Try it:
Retype, word for word, every line from the one holding "PR #411, opened 2026-04-12" through the one holding "and validation utilities." in the entries below, both included, and only those lines.

-- Task data follows --

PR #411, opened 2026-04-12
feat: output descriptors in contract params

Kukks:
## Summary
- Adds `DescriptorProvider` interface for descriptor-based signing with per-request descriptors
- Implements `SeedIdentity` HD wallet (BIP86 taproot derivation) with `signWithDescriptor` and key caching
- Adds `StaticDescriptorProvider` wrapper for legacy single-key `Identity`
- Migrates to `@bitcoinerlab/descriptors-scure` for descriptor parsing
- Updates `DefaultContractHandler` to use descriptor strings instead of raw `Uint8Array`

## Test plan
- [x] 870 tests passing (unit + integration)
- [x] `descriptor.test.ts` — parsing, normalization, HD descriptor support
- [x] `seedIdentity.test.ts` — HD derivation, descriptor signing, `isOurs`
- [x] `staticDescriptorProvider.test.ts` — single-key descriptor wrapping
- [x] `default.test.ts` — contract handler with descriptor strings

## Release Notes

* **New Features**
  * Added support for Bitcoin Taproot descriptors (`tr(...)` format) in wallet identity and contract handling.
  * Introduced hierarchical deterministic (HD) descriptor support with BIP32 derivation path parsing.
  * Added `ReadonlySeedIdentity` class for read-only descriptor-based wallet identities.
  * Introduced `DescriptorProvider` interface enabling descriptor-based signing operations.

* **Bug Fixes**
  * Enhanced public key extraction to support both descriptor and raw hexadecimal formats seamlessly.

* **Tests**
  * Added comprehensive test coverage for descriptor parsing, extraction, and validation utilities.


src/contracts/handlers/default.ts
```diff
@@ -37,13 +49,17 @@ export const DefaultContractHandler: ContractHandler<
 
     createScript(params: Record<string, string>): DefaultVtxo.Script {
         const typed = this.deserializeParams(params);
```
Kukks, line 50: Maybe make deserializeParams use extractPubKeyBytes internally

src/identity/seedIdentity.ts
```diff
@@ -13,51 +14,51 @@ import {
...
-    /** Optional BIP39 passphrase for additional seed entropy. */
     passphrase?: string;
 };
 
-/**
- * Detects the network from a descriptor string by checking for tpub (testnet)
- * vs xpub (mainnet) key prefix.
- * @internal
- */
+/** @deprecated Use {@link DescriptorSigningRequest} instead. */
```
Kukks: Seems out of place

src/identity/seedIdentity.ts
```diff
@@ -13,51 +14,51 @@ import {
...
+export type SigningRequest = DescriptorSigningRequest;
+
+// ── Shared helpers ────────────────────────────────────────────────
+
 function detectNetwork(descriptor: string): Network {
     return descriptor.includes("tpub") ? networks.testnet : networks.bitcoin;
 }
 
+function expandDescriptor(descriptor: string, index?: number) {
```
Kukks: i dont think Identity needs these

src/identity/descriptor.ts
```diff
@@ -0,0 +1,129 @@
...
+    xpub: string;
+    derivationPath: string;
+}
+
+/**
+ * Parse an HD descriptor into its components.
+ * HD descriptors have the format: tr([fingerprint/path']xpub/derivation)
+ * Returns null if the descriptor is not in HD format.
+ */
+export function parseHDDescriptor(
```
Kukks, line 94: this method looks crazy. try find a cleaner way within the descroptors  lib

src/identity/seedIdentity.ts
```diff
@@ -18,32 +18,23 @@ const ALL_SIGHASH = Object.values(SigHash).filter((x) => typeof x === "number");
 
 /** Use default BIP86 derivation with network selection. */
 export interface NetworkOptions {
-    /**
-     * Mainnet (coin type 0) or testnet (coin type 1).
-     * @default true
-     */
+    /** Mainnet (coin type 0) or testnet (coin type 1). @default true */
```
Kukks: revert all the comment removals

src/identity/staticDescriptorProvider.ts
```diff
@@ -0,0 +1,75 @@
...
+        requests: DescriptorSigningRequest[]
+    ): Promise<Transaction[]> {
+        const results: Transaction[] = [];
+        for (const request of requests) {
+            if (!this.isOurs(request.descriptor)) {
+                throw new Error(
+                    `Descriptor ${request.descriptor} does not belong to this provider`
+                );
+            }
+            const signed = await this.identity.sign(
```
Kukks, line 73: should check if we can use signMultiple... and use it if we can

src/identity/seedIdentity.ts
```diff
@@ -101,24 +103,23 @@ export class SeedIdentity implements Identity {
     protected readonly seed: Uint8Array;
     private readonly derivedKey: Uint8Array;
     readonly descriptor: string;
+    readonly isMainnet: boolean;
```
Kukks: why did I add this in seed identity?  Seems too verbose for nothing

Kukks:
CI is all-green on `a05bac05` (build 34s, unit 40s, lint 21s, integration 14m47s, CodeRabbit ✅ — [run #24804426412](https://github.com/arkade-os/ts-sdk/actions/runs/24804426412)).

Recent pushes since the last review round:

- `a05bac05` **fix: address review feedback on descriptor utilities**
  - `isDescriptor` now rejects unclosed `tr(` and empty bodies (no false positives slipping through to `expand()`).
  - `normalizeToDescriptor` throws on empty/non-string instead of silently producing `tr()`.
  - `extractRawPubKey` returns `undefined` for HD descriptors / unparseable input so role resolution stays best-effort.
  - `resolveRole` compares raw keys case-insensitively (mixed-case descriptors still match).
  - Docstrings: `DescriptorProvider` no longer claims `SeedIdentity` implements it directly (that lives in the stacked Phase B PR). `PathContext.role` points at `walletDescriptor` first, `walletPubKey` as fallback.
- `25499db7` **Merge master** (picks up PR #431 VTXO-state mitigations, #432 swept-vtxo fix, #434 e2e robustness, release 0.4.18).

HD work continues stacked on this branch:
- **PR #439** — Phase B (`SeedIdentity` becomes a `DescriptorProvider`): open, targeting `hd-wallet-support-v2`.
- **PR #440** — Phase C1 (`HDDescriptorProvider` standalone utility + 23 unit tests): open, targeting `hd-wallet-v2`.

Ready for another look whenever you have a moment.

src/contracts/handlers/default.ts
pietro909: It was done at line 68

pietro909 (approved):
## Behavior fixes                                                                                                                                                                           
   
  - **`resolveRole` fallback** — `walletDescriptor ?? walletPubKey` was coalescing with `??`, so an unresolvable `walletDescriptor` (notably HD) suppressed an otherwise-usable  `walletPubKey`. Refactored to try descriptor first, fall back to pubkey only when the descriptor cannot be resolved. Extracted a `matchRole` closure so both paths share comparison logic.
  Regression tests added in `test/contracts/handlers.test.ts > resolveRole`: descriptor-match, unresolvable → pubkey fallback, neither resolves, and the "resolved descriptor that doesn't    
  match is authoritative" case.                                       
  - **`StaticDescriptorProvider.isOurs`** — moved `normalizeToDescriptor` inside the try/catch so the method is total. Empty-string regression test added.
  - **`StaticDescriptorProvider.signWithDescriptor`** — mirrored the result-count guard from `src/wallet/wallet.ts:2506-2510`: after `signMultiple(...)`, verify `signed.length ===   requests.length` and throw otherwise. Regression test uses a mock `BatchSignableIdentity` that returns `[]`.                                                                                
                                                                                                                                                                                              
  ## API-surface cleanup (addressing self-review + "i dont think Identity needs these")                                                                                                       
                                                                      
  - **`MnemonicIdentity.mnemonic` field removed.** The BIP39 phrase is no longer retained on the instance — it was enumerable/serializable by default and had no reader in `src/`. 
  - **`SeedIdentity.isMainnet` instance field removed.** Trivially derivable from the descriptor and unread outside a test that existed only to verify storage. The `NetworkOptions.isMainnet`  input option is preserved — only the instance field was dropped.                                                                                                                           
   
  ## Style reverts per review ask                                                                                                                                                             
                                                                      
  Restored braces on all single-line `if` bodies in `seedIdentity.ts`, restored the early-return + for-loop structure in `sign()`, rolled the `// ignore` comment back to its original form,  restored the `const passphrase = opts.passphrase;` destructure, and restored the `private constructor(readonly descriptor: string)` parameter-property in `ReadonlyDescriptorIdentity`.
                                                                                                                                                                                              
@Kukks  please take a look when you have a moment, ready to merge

-- Task data concluded --
-- Task data follows --

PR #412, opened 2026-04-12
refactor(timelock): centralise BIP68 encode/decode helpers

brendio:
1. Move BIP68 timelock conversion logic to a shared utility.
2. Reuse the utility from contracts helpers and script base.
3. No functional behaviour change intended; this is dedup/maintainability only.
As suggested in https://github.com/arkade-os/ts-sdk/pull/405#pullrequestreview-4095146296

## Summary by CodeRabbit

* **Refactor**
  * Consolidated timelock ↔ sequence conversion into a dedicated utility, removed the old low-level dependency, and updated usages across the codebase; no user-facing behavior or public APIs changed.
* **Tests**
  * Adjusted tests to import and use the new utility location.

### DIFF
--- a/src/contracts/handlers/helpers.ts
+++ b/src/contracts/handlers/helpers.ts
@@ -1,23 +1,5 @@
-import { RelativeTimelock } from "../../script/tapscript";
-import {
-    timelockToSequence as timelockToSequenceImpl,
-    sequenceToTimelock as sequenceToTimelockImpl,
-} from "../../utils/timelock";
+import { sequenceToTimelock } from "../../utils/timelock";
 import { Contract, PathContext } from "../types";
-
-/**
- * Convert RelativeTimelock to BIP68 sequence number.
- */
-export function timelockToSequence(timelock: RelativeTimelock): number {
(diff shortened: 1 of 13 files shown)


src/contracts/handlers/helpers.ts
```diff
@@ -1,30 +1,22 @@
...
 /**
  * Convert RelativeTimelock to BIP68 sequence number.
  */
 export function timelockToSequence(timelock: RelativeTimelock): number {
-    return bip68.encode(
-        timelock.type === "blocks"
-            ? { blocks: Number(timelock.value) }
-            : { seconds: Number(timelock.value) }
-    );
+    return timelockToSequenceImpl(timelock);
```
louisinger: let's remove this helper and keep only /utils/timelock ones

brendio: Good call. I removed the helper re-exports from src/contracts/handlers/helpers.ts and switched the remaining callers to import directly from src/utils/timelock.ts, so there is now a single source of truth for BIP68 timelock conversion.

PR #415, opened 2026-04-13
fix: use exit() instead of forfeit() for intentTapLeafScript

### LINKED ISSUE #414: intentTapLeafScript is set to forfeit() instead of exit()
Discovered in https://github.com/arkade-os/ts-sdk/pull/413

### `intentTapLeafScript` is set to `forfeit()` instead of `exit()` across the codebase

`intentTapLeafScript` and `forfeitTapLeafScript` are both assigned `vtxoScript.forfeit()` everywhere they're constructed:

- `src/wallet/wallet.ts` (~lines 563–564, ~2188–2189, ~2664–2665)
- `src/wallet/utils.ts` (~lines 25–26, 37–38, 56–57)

-- Task data concluded --
-- Task data follows --

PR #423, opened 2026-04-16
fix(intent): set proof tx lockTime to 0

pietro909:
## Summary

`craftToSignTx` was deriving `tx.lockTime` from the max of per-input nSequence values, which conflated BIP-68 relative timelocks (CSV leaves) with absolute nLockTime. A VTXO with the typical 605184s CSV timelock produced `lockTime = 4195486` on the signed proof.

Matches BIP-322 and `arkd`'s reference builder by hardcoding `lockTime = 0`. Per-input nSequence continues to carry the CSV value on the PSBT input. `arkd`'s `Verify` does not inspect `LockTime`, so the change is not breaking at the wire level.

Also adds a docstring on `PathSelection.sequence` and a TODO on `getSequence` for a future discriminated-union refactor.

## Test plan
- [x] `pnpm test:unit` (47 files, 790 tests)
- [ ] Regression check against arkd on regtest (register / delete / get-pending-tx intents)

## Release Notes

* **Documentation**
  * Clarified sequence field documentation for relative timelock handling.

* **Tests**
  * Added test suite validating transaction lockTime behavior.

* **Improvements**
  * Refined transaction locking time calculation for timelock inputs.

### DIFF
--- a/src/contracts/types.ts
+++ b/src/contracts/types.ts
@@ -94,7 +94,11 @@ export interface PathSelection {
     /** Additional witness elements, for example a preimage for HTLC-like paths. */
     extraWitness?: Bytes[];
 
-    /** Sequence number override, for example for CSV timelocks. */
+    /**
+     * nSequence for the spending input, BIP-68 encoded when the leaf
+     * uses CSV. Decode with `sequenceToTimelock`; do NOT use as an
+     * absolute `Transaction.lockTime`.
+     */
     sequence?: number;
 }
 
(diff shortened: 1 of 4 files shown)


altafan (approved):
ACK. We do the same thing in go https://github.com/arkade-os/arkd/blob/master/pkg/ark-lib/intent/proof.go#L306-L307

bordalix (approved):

-- Task data concluded --

Response area:
PR #411, opened 2026-04-12
feat: output descriptors in contract params

Kukks:
## Summary
- Adds `DescriptorProvider` interface for descriptor-based signing with per-request descriptors
- Implements `SeedIdentity` HD wallet (BIP86 taproot derivation) with `signWithDescriptor` and key caching
- Adds `StaticDescriptorProvider` wrapper for legacy single-key `Identity`
- Migrates to `@bitcoinerlab/descriptors-scure` for descriptor parsing
- Updates `DefaultContractHandler` to use descriptor strings instead of raw `Uint8Array`

## Test plan
- [x] 870 tests passing (unit + integration)
- [x] `descriptor.test.ts` — parsing, normalization, HD descriptor support
- [x] `seedIdentity.test.ts` — HD derivation, descriptor signing, `isOurs`
- [x] `staticDescriptorProvider.test.ts` — single-key descriptor wrapping
- [x] `default.test.ts` — contract handler with descriptor strings

## Release Notes

* **New Features**
  * Added support for Bitcoin Taproot descriptors (`tr(...)` format) in wallet identity and contract handling.
  * Introduced hierarchical deterministic (HD) descriptor support with BIP32 derivation path parsing.
  * Added `ReadonlySeedIdentity` class for read-only descriptor-based wallet identities.
  * Introduced `DescriptorProvider` interface enabling descriptor-based signing operations.

* **Bug Fixes**
  * Enhanced public key extraction to support both descriptor and raw hexadecimal formats seamlessly.

* **Tests**
  * Added comprehensive test coverage for descriptor parsing, extraction, and validation utilities.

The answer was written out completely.